Saved data entries:
= Beginning of Section =

PR #116, opened 2021-06-23
Prevent `Type.unify()` from recursing forever

### LINKED ISSUE #81: Type unification can recurse forever
A Type can be a pointer to itself. This can result in result in infinite recursion during unification.

(I don't have a concrete testcase for this, just theorizing. `a = &a; b = &b; a = b` might work.)

zbanks:
Fixes #81 and [Trello](https://trello.com/c/Z8ZhygMP/51-type-unification-can-recurse-forever).

The motivation for fixing this was the IDO recomp project, trying to run `./mips_to_c.py` on `uopt.s` from that lead to a *bunch* of these errors. After this PR IDO's `uopt.s` decompiles without `RecursionError` -- it only has 4 errors over the whole file.

Between the other projects (OOT, MM, PM), the only file that hit a `RecursionError` was MM's `boot/fault.asm` when run without context.

I made `Type.unify()` just give up if it detects any amount of recursion. In theory, there may be certain cases where it *could* succeed? 
I could forsee needing a more robust solution if we implemented "pure" `Type` representations of structs: but for now, recursive structs like `struct foo { struct foo * x; }` are all handled by the `CType` machinery. 

I ran this change against all of (OOT, MM, PM) with & without context, [the output is here](https://gist.github.com/zbanks/b56c6eb15cdac74ae0751f96ce7a5fef). Most of the diffs were in files without context, where mips2c had inferred some really wacky types. This diff leads to some `? *` -> `void *` or `void **`.

### DIFF
--- a/src/types.py
+++ b/src/types.py
@@ -69,16 +69,29 @@ class Type:
 
     _data: TypeData = attr.ib()
 
-    def unify(self, other: "Type") -> bool:
+    def unify(self, other: "Type", *, seen: Optional[Set["TypeData"]] = None) -> bool:
         """
         Try to set this type equal to another. Returns true on success.
         Once set equal, the types will always be equal (we use a union-find
         structure to ensure this).
+        The seen argument is used during recursion, to track which TypeData
+        objects have been encountered so far.
         """
+
         x = self.data()
         y = other.data()
         if x is y:
             return True
+
+        # If we hit a type that we have already seen, fail.
+        # TODO: Is there a looser check that would allow more types to unify?
+        if seen is None:
+            seen = {x, y}
+        elif x in seen or y in seen:
+            return False
+        else:
+            seen = seen | {x, y}
+
         if x.size is not None and y.size is not None and x.size != y.size:
             return False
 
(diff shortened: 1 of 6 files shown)


src/types.py
```diff
@@ -69,16 +69,29 @@ class Type:
...
+        objects have been encountered so far.
         """
+
         x = self.data()
         y = other.data()
         if x is y:
             return True
+
+        # If we hit a type that we have already seen, fail.
+        # TODO: Is there a looser check that would allow more types to unify?
```
simonlindholm, line 87: I think in principle it should be possible to recursively unify arbitrary types by moving recursive calls to after the union-find merge step, and then adding the revert machinery we talked about. Maybe worth doing just for fun, though I doubt there's any practical value to it.

simonlindholm (approved):
Hah, didn't think this would actually come up in practice.

zbanks:
> Hah, didn't think this would actually come up in practice.

It's funny, I think it mostly comes up unintentionally: mips2c makes a series of inferences that causes this mistake. (e.g. the 1 place this comes up in MM goes away after providing context)
This is sort of a patch to cover up that other weakness?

= End of Section =

PROBLEM STATEMENT: When you reach the line with "The motivation for" in the records above, start writing out lines exactly, and stop once the line with "it *could* succeed?" has been written; include nothing else.

WRITTEN SOLUTION:
The motivation for fixing this was the IDO recomp project, trying to run `./mips_to_c.py` on `uopt.s` from that lead to a *bunch* of these errors. After this PR IDO's `uopt.s` decompiles without `RecursionError` -- it only has 4 errors over the whole file.

Between the other projects (OOT, MM, PM), the only file that hit a `RecursionError` was MM's `boot/fault.asm` when run without context.

I made `Type.unify()` just give up if it detects any amount of recursion. In theory, there may be certain cases where it *could* succeed? 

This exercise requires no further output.